Order of actions and promoting the Destination as post-failover active cluster
You should first stop mirrored topics, and then move all of your producers and
consumers over to the destination cluster. The destination cluster should become
your new active cluster, at least for the duration of the disaster and the
recovery. If it works for your use case, we suggest making the Destination
cluster your new, permanent active cluster.
Recover lagged data
There may be lagged data that did not make it to the destination before the
disaster occurred. When you move your consumers, if any had not already read
that data on the source, then they will not read that data on the destination.
If/when the disaster resolves your source cluster, that lagged data will still
be there. So, you are free to consume it / handle it as fits with your use case.
For example, if the Source was up to offset 105, but the Destination was only up
to offset 100, then the source data from offsets 101-105 will not be present on
the Destination. The Destination will get new, fresh data from the producers
that will go into its offsets 101-105. When the disaster resolves, the Source
will still have its data from offsets 101-105 available to consume manually.

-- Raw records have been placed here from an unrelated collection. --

PR #121, opened 2022-01-20
List as atom

mmatera:
In this PR, a basic proposal about how to handle `List` evaluations is implemented. Same ideas could be implemented to other frequently used symbols, or certain direct `sympy` expressions.

### DIFF
--- a/mathics/builtin/base.py
+++ b/mathics/builtin/base.py
@@ -611,6 +611,8 @@ class BoxConstruct(InstanceableBuiltin):
 
     def sameQ(self, expr) -> bool:
         """Mathics SameQ"""
+        if isinstance(expr, BoxConstruct):
+            return expr is self
         return expr.sameQ(self)
 
     def is_atom(self):
--- a/CHANGES.rst
+++ b/CHANGES.rst
@@ -30,7 +30,7 @@ Internals
 * A bug was fixed relating to the order in which ``mathics.core.definitions`` stores the rules
 * Improved support for ``Series`` Issue #46
 * ``Cylinder`` rendering is implemented in Asymptote
-
+* `List` expressions are stored as `ListExpression` objects, with a simpler `evaluate` method.
 
 Bugs
 ++++
--- a/mathics/builtin/lists.py
+++ b/mathics/builtin/lists.py
@@ -49,6 +49,7 @@ from mathics.core.convert import from_sympy
 from mathics.core.evaluation import BreakInterrupt, ContinueInterrupt, ReturnInterrupt
 
 from mathics.core.expression import Expression, structure
+from mathics.core.lists import ListExpression
 from mathics.core.atoms import (
     ByteArrayAtom,
     Integer,
@@ -75,7 +76,6 @@ from mathics.core.systemsymbols import (
     SymbolFailed,
     SymbolMakeBoxes,
     SymbolRule,
-    SymbolSequence,
 )
 
 from mathics.core.attributes import (
@@ -546,6 +546,13 @@ class List(Builtin):
     """
 
     attributes = locked | protected
+
+    def apply(self, items, evaluation):
+        """{items___}"""
+        if items.get_head() is SymbolSequence:
+            return ListExpression(items._leaves)
+        else:
+            return ListExpression(tuple((items,)))
 
     def apply_makeboxes(self, items, f, evaluation):
         """MakeBoxes[{items___},
--- a/mathics/core/lists.py
+++ b/mathics/core/lists.py
@@ -1,0 +1,80 @@
+# cython: language_level=3
+# -*- coding: utf-8 -*-
+
+from mathics.core.symbols import (
+    Atom,
+)
+from mathics.core.expression import Expression
+from mathics.core.symbols import SymbolList
+
+
+class ListExpression(Atom):
+    """
+    This class implements `List` expressions
+    as a simplified kind of  `Expression` that does
+    not requires to check for evaluation rules.
+
+    """
+
+    class_head_name = "System`List"
+
+    def __new__(cls, leaves):
+        # Here we could check if all the leaves are machinereal,
+        # and specialize to something like ListMachineReals
+        # or ListMachineComplex  or ListNumpy or whatever...
+        self = super().__new__(cls)
+        self._leaves = leaves
+        return self
+
+    def __str__(self) -> str:
+        return "{" + ",".join(leaf.__str__() for leaf in self._leaves) + "}"
+
+    def get_head_name(self):
+        return "System`List"
+
+    def boxes_to_text(self, **options) -> str:
+        # TODO: take into account the MakeBoxes rules...
+        raise NotImplementedError
+
+    def boxes_to_mathml(self, **options) -> str:
+        # TODO: take into account the MakeBoxes rules...
+        raise NotImplementedError
+
+    def boxes_to_tex(self, **options) -> str:
+        # TODO: take into account the MakeBoxes rules...
+        raise NotImplementedError
+
+    def to_python(self, *args, **kwargs):
+        return [leaf.to_python(*args, **kwargs) for leaf in self._leaves]
+
+    def sameQ(self, other):
+        if other is self:
+            return True
+        if isinstance(other, ListExpression):
+            if len(other._leaves) != len(self._leaves):
+                return False
+            return all(a.sameQ(b) for (a, b) in zip(self._leaves, other._leaves))
+        if isinstance(other, Expression) and other._head is SymbolList:
+            return all(a.sameQ(b) for (a, b) in zip(self._leaves, other._leaves))
+
+        return False
+
+    def evaluate(self, evaluation):
+        # TODO: handle upvalues
+        new_leaves = tuple(leaf.evaluate(evaluation) for leaf in self._leaves)
+        if all(leaf is None for leaf in new_leaves):
+            return None
+        return ListExpression(
+            tuple(
+                oldleaf if newleaf is None else newleaf
+                for newleaf, oldleaf in zip(new_leaves, self._leaves)
+            )
+        )
+
+    @property
+    def leaves(self):
+        return self._leaves
+
+    @leaves.setter
+    def leaves(self, value):
+        raise ValueError("Expression.leaves is write protected.")


TiagoCavalcante:
`ExpressionList` is something that would benefit from `FinalForm`.

mathics/builtin/base.py
```diff
@@ -611,6 +611,8 @@ def get_string_value(self):
 
     def sameQ(self, expr) -> bool:
         """Mathics SameQ"""
+        if isinstance(expr, BoxConstruct):
```
rocky, line 614: When a general method like `SameQ` is asking about a specific kind of thing like `BoxConstruct` that should be a harbinger that there is a design problem and that a general concept is missing. 

At a minimum, a lot of explaining is needed as to why sameQ which is testing whether something is identical needs to understand why something is a Boxing construct. 

Sometimes instead there is a fundamental concept that needs to be made explicit.

mmatera:
> `ExpressionList` is something that would benefit from `ExpandOnce`.

Actually, the idea of this experiment is to see if we can avoid the need to tag leaves in an expression as `ExpandOnce`. When the evaluator finds an expression of the form  `Expression(SymbolList, ...)`, the expression is replaced by something with a an evaluation logic that depends on the kind of leaves. If all the leaves are numbers, (or maybe, undefined symbols) no more further evaluations will be carried on. Otherwise, at least we avoid looking at definitions and attributes for ``Symbol`List``.

rocky:
> > `ExpressionList` is something that would benefit from `ExpandOnce`.
> 
> Actually, the idea of this experiment is to see if we can avoid the need to tag leaves in an expression as `ExpandOnce`. When the evaluator finds an expression of the form `Expression(SymbolList, ...)`, the expression is replaced by something with a an evaluation logic that depends on the kind of leaves. If all the leaves are numbers, (or maybe, undefined symbols) no more further evaluations will be carried on. Otherwise, at least we avoid looking at definitions and attributes for `` Symbol`List ``.

Personally, I'd like to see a bigger picture description of the overall evaluation process and in that it would be clearer to discuss under what conditions we need pattern matching or reevaluation or not. 

In that it is also becoming clear to me that we should have means for alternate representations of expressions. In some cases for example there could be a SymPy object that is equivalent. Possibly others like numpy, mpmath, scipy, compiled form - I just don't know the details of these well. 

I do know however that this kind of incremental change might not be the best approach. It hasn't served us that well so far.

mathics/builtin/base.py
mmatera: This is because if `BoxConstruct` compares against other kind of expression, it can delegate the implementation to the other object. But if `expr` is also a `BoxConstruct`, this would produce an infinite loop. However, in this case, we just need to compare if `self` and `expr` are the same Python object.

mmatera:
> > > `ExpressionList` is something that would benefit from `ExpandOnce`.
> > 
> > 
> > Actually, the idea of this experiment is to see if we can avoid the need to tag leaves in an expression as `ExpandOnce`. When the evaluator finds an expression of the form `Expression(SymbolList, ...)`, the expression is replaced by something with a an evaluation logic that depends on the kind of leaves. If all the leaves are numbers, (or maybe, undefined symbols) no more further evaluations will be carried on. Otherwise, at least we avoid looking at definitions and attributes for `` Symbol`List ``.
> 
> Personally, I'd like to see a bigger picture description of the overall evaluation process and in that it would be clearer to discuss under what conditions we need pattern matching or reevaluation or not.
> 

I think that, at this point, I would be in a position to describe the (current) evaluation algorithm with a certain detail. If you think it would be useful, I can try to write a draft describing the steps, or just by adding comments to the code in a new branch. 



> In that it is also becoming clear to me that we should have means for alternate representations of expressions. In some cases for example there could be a SymPy object that is equivalent. Possibly others like numpy, mpmath, scipy, compiled form - I just don't know the details of these well.
> 
> I do know however that this kind of incremental change might not be the best approach. It hasn't served us that well so far.

Incremental changes are not the solution but can provide some idea of what we need to change, and what would be the side effects.

rocky:
> > > > `ExpressionList` is something that would benefit from `ExpandOnce`.
> > > 
> > > 
> > > Actually, the idea of this experiment is to see if we can avoid the need to tag leaves in an expression as `ExpandOnce`. When the evaluator finds an expression of the form `Expression(SymbolList, ...)`, the expression is replaced by something with a an evaluation logic that depends on the kind of leaves. If all the leaves are numbers, (or maybe, undefined symbols) no more further evaluations will be carried on. Otherwise, at least we avoid looking at definitions and attributes for `` Symbol`List ``.
> > 
> > 
> > Personally, I'd like to see a bigger picture description of the overall evaluation process and in that it would be clearer to discuss under what conditions we need pattern matching or reevaluation or not.
> 
> I think that, at this point, I would be in a position to describe the (current) evaluation algorithm with a certain detail. If you think it would be useful, I can try to write a draft describing the steps, or just by adding comments to the code in a new branch.
> 
> > In that it is also becoming clear to me that we should have means for alternate representations of expressions. In some cases for example there could be a SymPy object that is equivalent. Possibly others like numpy, mpmath, scipy, compiled form - I just don't know the details of these well.
> > I do know however that this kind of incremental change might not be the best approach. It hasn't served us that well so far.
> 
> Incremental changes are not the solution but can provide some idea of what we need to change, and what would be the side effects.

Sure, in many cases this kind of thing can work. Here, in this specific case can I ask please can we have a moratorium on the little tweaks and suggested changes here and there. 

I'd like some quiet time to take a bigger more holistic view of what's going on and all of this is noise and distraction. Others have had time and free reign to try things out. It hasn't been working out. 

In taking a more holistic view, in some cases things may even get slower micro-improvement wise. But that is okay if in we have something that is more modular, more understandable, more scalable, and will most likely be given how far off we are from how fast this _should_ run much faster too.

rocky:
> I think that, at this point, I would be in a position to describe the (current) evaluation algorithm with a certain detail. If you think it would be useful, I can try to write a draft describing the steps, or just by adding comments to the code in a new branch.
> 

@mmatera yes, it would be very helpful to describe in as high a level as we can, the evaluation process. We started this in [Code Overview](https://mathics-development-guide.readthedocs.io/en/latest/extending/code-overview.html)

If that needs revising or expanding, please do that.

mmatera:
> > > > > `ExpressionList` is something that would benefit from `ExpandOnce`.
> > > > 
> > > > 
> > > > Actually, the idea of this experiment is to see if we can avoid the need to tag leaves in an expression as `ExpandOnce`. When the evaluator finds an expression of the form `Expression(SymbolList, ...)`, the expression is replaced by something with a an evaluation logic that depends on the kind of leaves. If all the leaves are numbers, (or maybe, undefined symbols) no more further evaluations will be carried on. Otherwise, at least we avoid looking at definitions and attributes for `` Symbol`List ``.
> > > 
> > > 
> > > Personally, I'd like to see a bigger picture description of the overall evaluation process and in that it would be clearer to discuss under what conditions we need pattern matching or reevaluation or not.
> > 
> > 
> > I think that, at this point, I would be in a position to describe the (current) evaluation algorithm with a certain detail. If you think it would be useful, I can try to write a draft describing the steps, or just by adding comments to the code in a new branch.
> > > In that it is also becoming clear to me that we should have means for alternate representations of expressions. In some cases for example there could be a SymPy object that is equivalent. Possibly others like numpy, mpmath, scipy, compiled form - I just don't know the details of these well.
> > > I do know however that this kind of incremental change might not be the best approach. It hasn't served us that well so far.
> > 
> > 
> > Incremental changes are not the solution but can provide some idea of what we need to change, and what would be the side effects.
> 
> Sure, in many cases this kind of thing can work. Here, in this specific case can I ask please can we have a moratorium on the little tweaks and suggested changes here and there for purposes of performance?
> 
> I'd like some quiet time to take a bigger more holistic view of what's going on and all of this is noise and distraction. Others have had time and free reign to try things out. It hasn't been working out.
> 

OK, so @rocky, a few questions:
1. Should I close this PR? The only reason to keep this open is just to collect/discuss ideas.
2. Would be useful to have a PR with more comments on the part of the code related to the `evaluate` method?
3. Apart to do not introducing more tweaks, is there anything else we can do for helping you with the redesign?

> In taking a more holistic view, in some cases things may even get slower micro-improvement wise. But that is okay if in we wind up in having something that is more modular, more understandable, more scalable, and will most likely be — given how far off we are from how fast this _should_ run — much faster too.

rocky:
> 1. Should I close this PR? The only reason to keep this open is just to collect/discuss ideas.

The ideas and motivation behind this are good. So we should forget the general idea. The specific code I don't think it likely we will  modify or incrementally change this code. So in that sense, yes, I guess close it. 

 
> 2. Would be useful to have a PR with more comments on the part of the code related to the `evaluate` method?

It would be good to start annotating the existing code. If you have comments, concerns, or thoughts about how to change things, then yes, that is great. 

> 3. Apart to do not introducing more tweaks, is there anything else we can do for helping you with the redesign?

I expect this to be a group process, with everyone involved all the way along. But first I think we all need to take stock of what we have, how this works, how it might work and so on. 

So right now I would say focus on elaborating and explaining what's there. 

The other aspect that I think we are _extremely_ week on is in testing little parts. for example the simple Lisp/WL Symbol should be testable independent of the rest of the code. The tests would bhat when we try to create two Symbols, they map to the same thing. And that we can extract a string back from the Symbol.

When I look at https://reference.wolfram.com/language/ref/Symbol.html there are basic things described their, like Unique and Context that would seem to help support whether Symbol has the right properties, but we don't seem to have those. 

The same things would go for pattern matching. 

I don't understand precisely Atom, Instanceable the current definition of Mathics Symbol and the differences between these and Builtin and how that corresponds to published parts of Mathematica.  


> 
> > In taking a more holistic view, in some cases things may even get slower micro-improvement wise. But that is okay if in we wind up in having something that is more modular, more understandable, more scalable, and will most likely be — given how far off we are from how fast this _should_ run — much faster too.

mmatera:
> The ideas and motivation behind this are good. So we should forget the general idea. The specific code I don't think it likely we will modify or incrementally change this code. So in that sense, yes, I guess close it.
> 

OK

> > 2. Would be useful to have a PR with more comments on the part of the code related to the `evaluate` method?
> 
> It would be good to start annotating the existing code. If you have comments, concerns, or thoughts about how to change things, then yes, that is great.
> 

I am doing this a little. I will create a new branch with just the docstrings / comments.

> > 3. Apart to do not introducing more tweaks, is there anything else we can do for helping you with the redesign?
> 
> I expect this to be a group process, with everyone involved all the way along. But first I think we all need to take stock of what we have, how this works, how it might work and so on.
> 
> So right now I would say focus on elaborating and explaining what's there.
> 

OK, then let's go in that direction.

mmatera:
@rocky this is the branch
 commented-evaluation-process

rocky:
Ok, but I think this misses the point then or is looking at things in a too narrow way that is missing the bigger picture which I'll try to describe elsewhere.  The Notions from programming languages like literal values, unbound and bound expressions are the higher level concepts we should consider. 

Also, this is a suggestion of something new not  describing what is currently in the code base or a discussion of how the evaluation process works or might work.

rocky:
> @rocky this is the branch [commented-evaluation-process](https://github.com/Mathics3/mathics-core/tree/commented-evaluation-process)

@mmatera My apologies of repeating more or less what I wrote before. I didn't understand that this comment was referring to _another_ branch. I mistakenly thought "this" branch meant this closed PR.  I've updated this to add the link and I'll look at this branch over the weekend. 

Again, my apologies.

Lagged consumer offsets may result in duplicate reads
There may be lagged consumer offsets that did not make it to the destination
before the disaster occurred. If this is the case, then when you move your
consumers to the destination, they may read duplicate data.
For example, if at the time that you stop your mirroring:
- Consumer A had read up to offset 100 on the Source
- Cluster Linking had mirrored the data through offset 100 to the Destination
- Cluster Linking had last mirrored consumer offsets that showed Consumer A was only at offset 95
Then when you move Consumer A to the Destination, it may read offsets 96-100 again, resulting in duplicate reads.
Stopping a mirrored topic clamps consumer offsets
The stop command “clamps” consumer offsets.
This means that, when you run topic mirror stop
, if:
- Consumer A was on source offset 105 – and that was successfully mirrored to the Destination, and
- the data on the Destination was lagging and was only up to offset 100 (so it did not have offsets 101-105)
then when you call stop
, Consumer A’s offset on the Destination will be
“clamped” down to offset 100, since that is the highest available offset on the
Destination.
Note that this will cause Consumer A to “re-consume” offsets 101-105. If your
producers send new, fresh data to the Destination, then Consumer A will not read
duplicate data. (However, if you had custom-coded your producers to re-send
offsets 101-105 with the same data, then your consumers could read the same data
twice. This is a rare case, and is likely not how you have designed your
system.)
Use consumer.offset.sync.ms
Keep in mind that you can configure consumer.offset.sync.ms
to suit your
needs (default is 30 seconds). A more frequent sync might give you a better
failover point for your consumer offsets, at the cost of bandwidth and
throughput during normal operation.
Migrate a consumer group
To migrate a consumer group called <consumer-group-name>
from one cluster to another, stop the consumers
and update the cluster link to stop mirroring the consumer offsets:
ccloud kafka link update <link-name> --cluster <src-cluster-id> --config \
consumer.offset.group.filters="consumer.offset.group.filters={\"groupFilters\": \
[{\"name\": \"*\",\"patternType\": \"LITERAL\",\"filterType\": \"INCLUDE\"},\
{\"name\":\"<consumer-group-name>\",\"patternType\":\"LITERAL\",\"filterType\":\"EXCLUDE\"}]}"
Then, point your consumers at the destination, and they will restart at the offsets where they left off.